TASK REQUIREMENTS: Read the lines below, and copy any that contain the string "libocca".

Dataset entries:
****

PR #815, opened 2021-09-17
Jeremy/occa fix array methods

jeremylt:
I updated this for changes to main. The `KernelBuilder` is still broken though
https://github.com/libocca/occa/pull/493#issuecomment-867814731


jeremylt:
I think I sorta have the builder stuff fixed, but there is something fishy going on. Also, need to fix `::occa::linalg`

jeremylt:
Ok, it looks like this OCCA PR (https://github.com/libocca/occa/pull/442) removed the empty initalizer for `kernerBuilder`s, which is the remaining broken piece of this PR.
https://github.com/libocca/occa/commit/9443ce0d8c78d9b99435e55aa0046bb82ba7a0ad#diff-2922e658903db536f88398883ba8d03260716330634f947493981228db63f11cL11

jeremylt:
It seems like there have been enough changes to OCCA that the kernels in this backend just don't build on OCCA main anymore.

PR #820, opened 2021-09-30
Add OCCA backend warning

jeremylt:
See #816, the OCCA backend is not receiving regular maintenance, is less feature complete than the other backends, and is less performant. This change alerts users that this backend is experimental.

### DIFF
--- a/include/ceed-backend.h
+++ b/include/ceed-backend.h
@@ -1,3 +1,0 @@
-#include <ceed/backend.h>
-
-#warning <ceed-backend.h> is deprecated and will be removed in libCEED v0.9; use <ceed/backend.h>
--- a/.gitlab-ci.yml
+++ b/.gitlab-ci.yml
@@ -29,8 +29,8 @@ noether-rocm:
     - echo "-------------- OCCA ----------------" && make -C $OCCA_DIR info
 # libCEED
     - make configure HIP_DIR=/opt/rocm OPT='-O -march=native -ffp-contract=fast'
-#    Note: OCCA CPU backends currently disabled in CI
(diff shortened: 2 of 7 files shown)


include/ceed-backend.h
```diff
@@ -1,3 +1,3 @@
 #include <ceed/backend.h>
 
-#warning <ceed-backend.h> is deprecated and will be removed in libCEED v0.9; use <ceed/backend.h>
+#warning "<ceed-backend.h> is deprecated and will be removed in libCEED v0.9; use <ceed/backend.h>"
```
jedbrown, line 3: We already release v0.9....

jedbrown (approved):
Should we disable occa/openmp tests that are failing on noether?

include/ceed-backend.h
jeremylt: Yeah. That was an out of cycle release, so perhaps we delete these files now in anticipation of v0.10?

jeremylt:
The openmp mode was somewhat flakey iirc, so I don't object to disabling those tests in CI. I'll add that in the morning.

include/ceed-backend.h
jedbrown: Harmless, but I'm fine either way.

jeremylt:
Strange. I disabled the OCCA openmp backend for testing and the problem moved over to OCCA hip.

jeremylt:
I adjusted the CI. I'm not sure what's going on, but now we just verify that the OCCA backend can build.

jeremylt:
lv is stuck, but otherwise I think we're good to merge now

****

TASK RESPONSE:
https://github.com/libocca/occa/pull/493#issuecomment-867814731
Ok, it looks like this OCCA PR (https://github.com/libocca/occa/pull/442) removed the empty initalizer for `kernerBuilder`s, which is the remaining broken piece of this PR.
https://github.com/libocca/occa/commit/9443ce0d8c78d9b99435e55aa0046bb82ba7a0ad#diff-2922e658903db536f88398883ba8d03260716330634f947493981228db63f11cL11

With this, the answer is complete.